Why it works on guitar
The aria's original texture — a sustained vocal line over a slow, arching bass — maps directly onto the guitar's ability to voice melody and accompaniment simultaneously. The Baroque harmonic language is spacious and unhurried, giving every note room to breathe. The guitar can sustain the long phrases without the bowing and breathing constraints of the original, which in some ways brings the melodic line even closer to what Handel imagined.
How to approach it
The melody must sing above everything else. Keep the bass warm and present but never intrusive. Sustain each note to its full value — the whole character of the piece depends on the legato continuity of the line.

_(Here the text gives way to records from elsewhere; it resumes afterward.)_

PR #1696, opened 2021-05-29
sat plugin: qsplitter in sat list view

axd1967:
### Description
- A splitter has been added in the satellite tab
- tabbing order improved
- a reminder added in the Description box

I often wanted to resize the relative layout of the satellite tab because I wanted to see more of the groups. 
Also, I wasn't aware I could attach notes to satellites, so I highlighted this in the dialog.

image

### Type of change

### How Has This Been Tested?

- compare behaviour before/after
- diff review
-

**Test Configuration**:
KDE Plasma Version: 5.18.5
Qt Version: 5.12.8
Kernel Version: 5.4.0-73-generic
OS Type: 64-bit
Memory: 15.3 GiB of RAM

## Checklist:


alex-w (changes requested):
> Also, I wasn't aware I could attach notes to satellites, so I highlighted this in the dialog.

This feature (editable description for satellites) was added many years ago.

The text for placeholder is not very good IMHO and it should be rephrased and please avoid using round brackets for it.

@gzotti ?

gzotti:
I must admit I rarely use this plugin. I hope I can review the new functionality later today, but have other duties right now.

First sight: I don't object the bracketed "(add notes)", it implies there could be something interesting to add, while there is (likely) nothing actually stored yet.

For future PRs: please use screenshots in English.

axd1967:
> For future PRs: please use screenshots in English.

of course, sorry!

plugins/Satellites/src/gui/satellitesDialog.ui
```diff
@@ -1019,7 +1078,7 @@
               <bool>false</bool>
              </property>
              <property name="placeholderText">
-              <string notr="true"/>
+                <string>(add personal notes here)</string>
```
gzotti, line 1081: For me bracketed text is OK. It is used also in other programs. Behaviour looks good. Whether it's this or only "(add notes)" is a matter of taste.

gzotti (approved):
For me it's OK. I cannot comment the "improved tabbing" as I never used it. As soon as I tab into the text input, I input tabs there...

plugins/Satellites/src/gui/satellitesDialog.ui
alex-w: Ok

alex-w (approved):

axd1967:
The tab action can be changed with a property: TAB then just changes the focus.

I'm an avid keyboard user, so I was hesitating to enable this, because adding tabs in text could be interesting too, but it indeed stops further tabbing via keyboard.

There are more issues with tabbing, apparently the focus is not well visible, and there is probably an existing Qt bug that prevents toggling checkboxes with spacebar. Maybe Windows users can confirm that this is not a bug in Windows; but in KUbuntu it is a bit disappointing.

gzotti:
Maybe the GUI has been designed and implemented to hide tabbing artifacts (highlighting current item etc.) all those many years ago? Most of the GUI look&feel is legacy, and tab-related issues are indeed not my focus of interest.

A very slight, natural rubato is appropriate; nothing exaggerated. The dynamic range is narrow: mostly soft, with gentle swells on the longer notes.
Difficulty
Intermediate. The technical demands are modest; the expressive ones are high. The challenge is sustaining genuine legato over a slow tempo without the melody feeling stiff or mechanical.
FAQ
What opera is Lascia ch'io pianga from?
It is from Handel's opera Rinaldo, first performed in London in 1711.
Is it difficult on guitar?
Intermediate level — straightforward technically, demanding expressively.